So Mark Bunster lives in Richmond, VA! My poem on monuments to
Confederate generals, posted previously, was titled: "New Trial
in Richmond." It was prompted by an extraordinary event in 1951,
a "pilgrimage" of 500 people from all over the country, about
equally Black and white, of whom I was one, seeking to save the
lives of the Martinsville Seven, African-Americans executed for
the rape of a white woman (evidence indicated simply an act of
prostitution) in a state where no white had ever been put to
death for rape in its entire history. The event was remarkable
not only because it was a decade earlier than the Freedom Rides
but particularly because the welcome by and militancy of the
local Black community had no precedent in the formerly
secessionist states since the Populists half a century earlier.
Permit another stanza:
And I shall sit on that Court some day
not with bowed and bended head to pray
as we did through many a winter night
beneath that Tree, in a losing fight,
`` but, lessons learned and battle done,
Our Court shall call them one by one,
Governor, President, judges gray,
whose hands took seven lives away
to keep a people bound in fear,
to hold the line that awful year
when Negroes fought a kindred race
and bound themselves to a lesser place.
The last two lines pertain to the Korean War.

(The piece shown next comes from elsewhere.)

Issue #1922, opened 2026-07-06
WASM complexity engine skips entire file when every function has a dotted name (Lua module pattern, Go receiver-only files)


carlos-alm:
## Summary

I give fifteen pages to the Martinsville-Richmond struggle in
Saying No To Power because it is a chapter in African-American
history not described in any other book as far as I am aware. I
reproduce a photo of us in a church from the contemporary
Richmond Afro-American because of a line in that paper's caption,
reading: "Note that colored and white are sitting side by side
and not in segregated sections as they did at the recent Marian
Anderson concert at the Mosque Theatre."
William Mandel
Mark Bunster wrote:
>
> > Mbunster believes the dead should be honored "because they obeyed their
> > country and served their duties, many of them dying for it," and for
> > this, "they deserve respect." That is the tragic pattern that has come
> > down through the ages, exemplified in the phrase, "For king and
> > country," and will be the excuse for the next Vietnam.
>
> Once again, I did not say this. Please be careful in reading the
> messages, in attempting to attribute them.
>
> I merely said that there are lots of Confederate memorials in the South,
> without any judgement of them whatsoever. That said, a friend of mine
> and I here in Richmond ejoy referring to Monument Avenue as "The Avenue
> of Second Place Trophies." And I find it bemusing that no one, black or
> white, seems to enjoy the inclusion of Arthur Ashe among them, figuring
> that either Ashe or the rest, respectively, are sullied by it.